Donc bof pour le moment, alors que côté Canard PC je trouve l'expérience très satisfaisante.

PS : Sur un iPad 3.

----------


## Ivan Le Fou

> Hello,
> J'ai acheté le Canard Console 1 hier sur iTunes et il y a beaucoup de bugs (même si l'appli est quand même bien cool et bien fourni en médias).
> J'ai un iPad 3 avec iOS 5.


Alors dans le désordre :



> - Dans le sommaire, tout l'article n'est pas affiché dans le cas d'un article défilant (par exemple les news, Touch ou l'Histoire Secrete de COD). Dans le 0 il y avait une miniature illisible mais qui montrait la globalité de l'article.

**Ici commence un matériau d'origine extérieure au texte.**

PR #2138, opened 2020-05-29
fix(ui): decouple the MappingTableView from the business logic functions

### LINKED ISSUE #2137: Package atlasmap builds with a cyclic dependency warning

riccardo-forina:
Fixes #2137

### DIFF
--- a/ui/packages/atlasmap/src/Atlasmap/Atlasmap.tsx
+++ b/ui/packages/atlasmap/src/Atlasmap/Atlasmap.tsx
@@ -282,7 +282,12 @@ export const Atlasmap: FunctionComponent<IAtlasmapProps> = ({
           />
         );
       case "MappingTable":
-        return <MappingTableView mappings={mappings} />;
+        return (
+          <MappingTableView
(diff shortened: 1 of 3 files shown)


riccardo-forina:
It's all about decoupling, which leads to ease of testing (and writing stories in Storybook).

The fact that the core is a singleton that can be pulled in and be used everywhere shouldn't be a shortcut to avoid wiring the components the expected way, which is by passing properties to the components.

The hierarchy is:

```
Atlasmap
  Views
	Layout
  	UI
```

Each level can depend on any component at the same level or a lower level (eg. Layout can depend on UI components, but can't depend on Views components).

jpav:
Okay, as I mentioned initially, I completely get the desire to have decoupling, but it's the rules behind that decoupling that I feel we should document, basically your last statement about what the expectation is as to which level can depend on what. Maybe it's just me, but I'm not used to seeing that level of decoupling in Java projects. Not saying there shouldn't be, but just that it's not necessarily an obvious expectation.

Issue #2127, opened 2020-05-28
Avoid save mapping request with invalid string "no data" from UI


igarashitm:
xref: https://issues.redhat.com/browse/ENTESB-13919

pleacu:
xref: https://issues.redhat.com/browse/ENTESB-13932

igarashitm:
Ugh... it sounds like an another side effect of #1946

igarashitm:
Changed the title, due to ENTESB-13932 we can't skip save mapping. But we have to avoid sending "no data" as a mapping definition from UI.

PR #2140, opened 2020-05-29
fix: Don't generate an exportMappings if no mappings exist

pleacu:
Fixes: #2127

### DIFF
--- a/ui/packages/atlasmap-core/src/services/document-management.service.ts
+++ b/ui/packages/atlasmap-core/src/services/document-management.service.ts
@@ -77,7 +77,7 @@ export class DocumentManagementService {
    * @param buffer
    */
   static generateExportMappings(buffer: string): string {
-    if (buffer === null || buffer.length === 0) {
+    if (!buffer || buffer.length === 0) {
       return '';
     }
     const metaStr =
--- a/ui/packages/atlasmap-core/src/services/file-management.service.ts
+++ b/ui/packages/atlasmap-core/src/services/file-management.service.ts
@@ -586,7 +586,7 @@ export class FileManagementService {
           if (body) {
             observer.next(body);
           } else {
-            observer.next('no data');
+            observer.next(undefined);
           }
           observer.complete();
         })


igarashitm:
I wonder why `no data` is fed instead of null|undefined|empty string tho... could there be another possibility of invalid data?

pleacu:
> I wonder why `no data` is fed instead of null|undefined|empty string tho... could there be another possibility of invalid data?

I think it's fine - it's a useful way to indicate that there's no data yet.  We did the same in angular.

igarashitm:
Generally speaking this kind of string literal flag tend to be a source of bug like this. I would suggest to change it to undefined or empty string. I did grep in ui source and didn't find anything depend on this "no data" string literal.

igarashitm:
Another option is to define a constant variable in common area, like in config.types.ts, e.g. const NO_DATA_FLAG = 'no data'. But I would defer doing it until other part requires it.

pleacu:
The observer.next() function always returns a string - if you attempt to pass en empty string you'll get '""' (a string of length two containing two double quotes).  If you pass null you'll get "null".  I guess there's no way to pass an empty string.

igarashitm:
undefined just works for me
```diff
diff --git a/ui/packages/atlasmap-core/src/services/file-management.service.ts b/ui/packages/atlasmap-core/src/services/file-management.service.ts
index 620c1a97f5..611e45fd38 100644
--- a/ui/packages/atlasmap-core/src/services/file-management.service.ts
+++ b/ui/packages/atlasmap-core/src/services/file-management.service.ts
@@ -573,7 +573,7 @@ export class FileManagementService {
    * Retrieve the current user AtlasMap data mappings from the server as a JSON object.
    */
   private getCurrentMappingJson(): Observable<any> {
-    return new Observable<any>((observer: any) => {
+    return new Observable<any>((observer) => {
       const baseURL: string =
         this.cfg.initCfg.baseMappingServiceUrl + 'mapping/JSON/';
       this.api
@@ -586,7 +586,7 @@ export class FileManagementService {
           if (body) {
             observer.next(body);
           } else {
-            observer.next('no data');
+            observer.next(undefined);
           }
           observer.complete();
         })
```
The culprit returning null string or quotations is this JSON.stringify()
https://github.com/atlasmap/atlasmap/blob/2510e8627044bdec23fb5411ef983513353e43ce/ui/packages/atlasmap-core/src/services/file-management.service.ts#L541
It requires null|undefined| check as well IMO, but luckily undefined is an exception that stringify() returns undefined
https://developer.mozilla.org/en-US/docs/Web/JavaScript/Reference/Global_Objects/JSON/stringify

igarashitm:
@pleacu LGTM - can you squash the commits?

Issue #2146, opened 2020-06-01
Make field nodes distinguishable from text in the expression box.


pleacu:
It's necessary for users to be able to distinguish their field nodes vs plain text.

Make this:

![sc1](https://user-images.githubusercontent.com/2981421/83449217-39463580-a421-11ea-8382-013b5c12588b.png)

look like this:

![sc2](https://user-images.githubusercontent.com/2981421/83449247-49f6ab80-a421-11ea-951a-73729ba8cc35.png)

PR #2147, opened 2020-06-01
fix: Distinguish field nodes from text in the expression box.

pleacu:
Fixes: #2146


pleacu:
@riccardo-forina - wdyt - the angular UI used a background color to distinguish the field nodes.  I think using bold is on keeping with the new UI

pleacu:
Yes - need one more pass.

Issue #2112, opened 2020-05-26
expression fails to process primitive value


igarashitm:
xref: https://issues.redhat.com/browse/ENTESB-13900
https://issues.redhat.com/browse/ENTESB-13912 
https://issues.redhat.com/browse/ENTESB-13913

New expression possibly returns `Field` object to support handling COMPLEX parent object while it used to be always raw value, which causes `ERROR, message=Expression processing error: io.atlasmap.java.v2.JavaField cannot be cast to java.lang.Comparable` etc
```
java.lang.ClassCastException: io.atlasmap.java.v2.JavaField cannot be cast to java.lang.Comparable
	at io.atlasmap.expression.internal.ComparisonExpression.evaluate(ComparisonExpression.java:329) ~[atlas-expression-2.1.0-SNAPSHOT.jar:2.1.0-SNAPSHOT]
	at io.atlasmap.expression.internal.ComparisonExpression.matches(ComparisonExpression.java:531) ~[atlas-expression-2.1.0-SNAPSHOT.jar:2.1.0-SNAPSHOT]
	at io.atlasmap.functions.IF.lambda$create$0(IF.java:36) ~[atlas-core-2.1.0-SNAPSHOT.jar:2.1.0-SNAPSHOT]
	at io.atlasmap.core.DefaultAtlasExpressionProcessor.processExpression(DefaultAtlasExpressionProcessor.java:58) [atlas-core-2.1.0-SNAPSHOT.jar:2.1.0-SNAPSHOT]
	at io.atlasmap.core.DefaultAtlasContext.process(DefaultAtlasContext.java:491) [atlas-core-2.1.0-SNAPSHOT.jar:2.1.0-SNAPSHOT]
```
An another side effect of #2094

PR #2152, opened 2020-06-03
fix: Error when trying to concantenate two strings with expression

rkorytkowski:
Fixes: ENTESB-13912

### DIFF
--- a/lib/expression/pom.xml
+++ b/lib/expression/pom.xml
@@ -38,6 +38,10 @@
   </properties>
 
   <dependencies>
+    <dependency>
+      <groupId>io.atlasmap</groupId>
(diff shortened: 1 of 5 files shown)


rkorytkowski:
@igarashitm I'm not sure, if we need to apply this fix at the ArithmeticExpression level or some more general fix is needed for all expressions. You may be better informed since it seems to be related to your changes in expressions.

igarashitm:
@rkorytkowski I think this has a same root cause with ENTESB-13900 and ENTESB-13913, I'm working on it

igarashitm:
#2112

rkorytkowski:
Done in https://github.com/atlasmap/atlasmap/pull/2157

Issue #2151, opened 2020-06-03
Edit property name is not working


apupier:
tested with version 2.0.3 in Chrome

- add a property with the + button
- click on "edit property" icon button
- change name
- click "Confirm"
--> the old value is still provided

riccardo-forina:
@pleacu I briefly debugged this and I have a doubt, checking the [`editProperty`](https://github.com/riccardo-forina/atlasmap/blob/93aa3656fc191243fb6709741fd9039c444b7dc8/ui/packages/atlasmap/src/Atlasmap/utils/field.ts#L118-L134) function there is no way to change its name, just the value and type. So I wonder, is changing the name even supported?

riccardo-forina:
In any case, given that `editProperty` signature the first parameter of [this line](https://github.com/atlasmap/atlasmap/blob/master/ui/packages/atlasmap/src/Atlasmap/useAtlasmapDialogs.tsx#L81) should be `property.name` and not `name`.

Then if the name can actually be edited, then a new param for it should be added to the `editProperty` signature.

pleacu:
The angular UI could modify the name but it has the business logic alot closer to the UI components.  I actually have a fix that extends the editProperty() api to include the original prop name.  PR coming soon.

PR #2153, opened 2020-06-03
fix: Support editing property names.

pleacu:
Fixes: #2151


ui/packages/atlasmap/src/UI/dialogs/PropertyDialog.tsx
```diff
@@ -27,6 +27,7 @@ export interface IProperty {
   name: string;
   value: string;
   valueType: string;
+  initialName: string;
```
riccardo-forina, line 30: There is no need for this, the initial data is already passed and available, check my comment in the issue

Its not a bug, it's a feature. On l'a fait exprès parce qu'on trouvait ça moche, la façon dont l'appli gérait les différentes sortes d'articles. Là c'est unifié. Mais si ça ne plait à personne...

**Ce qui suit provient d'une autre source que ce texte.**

PR #2158, opened 2020-06-04
fix: Add preview capability to mapping table view

### LINKED ISSUE #2121: Add preview capability to mapping table view

jpav:
Fixes #2121

### DIFF
--- a/ui/packages/atlasmap/src/Views/MappingTableView.tsx
+++ b/ui/packages/atlasmap/src/Views/MappingTableView.tsx
@@ -19,6 +19,7 @@ import {
 
 import { MainContent } from "../Layout";
 import { IAtlasmapField, IAtlasmapMapping } from "../Views";
+import { DocumentFieldPreview } from "../UI";
 
 const emptyContent = [
   {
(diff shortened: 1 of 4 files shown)


ui/packages/atlasmap/src/Views/MappingTableView.tsx
```diff
@@ -46,25 +48,98 @@ const styles = StyleSheet.create({
...
+  };
+
   const rows =
     mappings.length === 0
       ? emptyContent
       : mappings.map((mapping) => {
-          const sources = mapping.sourceFields.map((source) => {
-            const { name } = source as IAtlasmapField;
-            return <div key={name}>{name}</div>;
+          const sources = mapping.sourceFields.map((source, index) => {
```
riccardo-forina, line 124: I'm not sure I'm following, why are you searching for the field again when the field is already available?

jpav: I assume you mean the search inside renderPreview that starts with the field from the mapping. The reason is the mapping fields are missing critical information, such as the preview value and field.mappings is always empty, which causes the shouldShowMappingPreviewForField function in Atlasmap.tsx to always return false.

riccardo-forina: Well, we don't really need `shouldShowMappingPreviewForField` in this case, a `shouldShowMappingPreview: (mapping: IAtlasmapMapping) => boolean` should be enough since then all the fields of a selected mapping that should show a preview should show a preview. 

And for the missing data I'd work on [`fromMappedFieldToIMappingField`](https://github.com/atlasmap/atlasmap/blob/master/ui/packages/atlasmap/src/Atlasmap/utils/ui.ts#L133-L178) to sync how a field is generated, by returning an enhanced version of [`fromFieldToIFieldsNode`](https://github.com/atlasmap/atlasmap/blob/master/ui/packages/atlasmap/src/Atlasmap/utils/ui.ts#L69-L96).

jpav: I did it this way to reuse existing code, but I can look at a simpler version that just checks whether the mapping is selected.

ui/packages/atlasmap/src/Views/MappingTableView.tsx
```diff
@@ -46,25 +47,54 @@ const styles = StyleSheet.create({
...
   mappings,
   onSelectMapping,
+  shouldShowMappingPreview,
+  onFieldPreviewChange,
 }) => {
+  const renderPreview = (
+    mapping: IAtlasmapMapping,
+    mappedField: IAtlasmapField,
+  ) =>
+    mappedField &&
```
riccardo-forina, line 66: This check isn’t really needed since the type doesn’t allow for null

jpav: Ah, that was a holdover from the previous code. One minute...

> - Un des boutons du haut s'appelle "Contenu" alors qu'il devrait s'appeler "Couverture". Et "Accueil" devrait être "Fermer"


Oui, on a un gros oubli à-dessus.




> - Il y a des articles défilant (rapide) et des articles à plusieurs pages dont les transitions sont bien plus lentes à cause des effets (+du lag). Ça alourdi vraiment la lecture.


On cherche une solution pour allèger les pages très lourdes.




> -Certaines cases avec plusieurs images ne marchaient pas tout le temps (changement d'article au lieu de changement d'image)


Pas vu.




> -Dans les mentions légales, le prix est de 1.99€ alors que j'ai payé 2.39€


Oui, Apple a changé sa grille de prix et on a découvert que le 1€99 n'existait plus quand ils ont validé l'appli.




> -Trop de pubs


En fait ce sont les gagnants du concours "Indés à 6 faces". Mais de toute façon, il faudra de la pub pour garder un prix aussi bas, y a pas de recette miracle.




> -Dommage que la musique de Off-Bit ne puisse pas tourner en fond quand on change de page


je sais pas si ce serait faisable techniquement, mais personnellement je ne souhaiterais pas de toute façon.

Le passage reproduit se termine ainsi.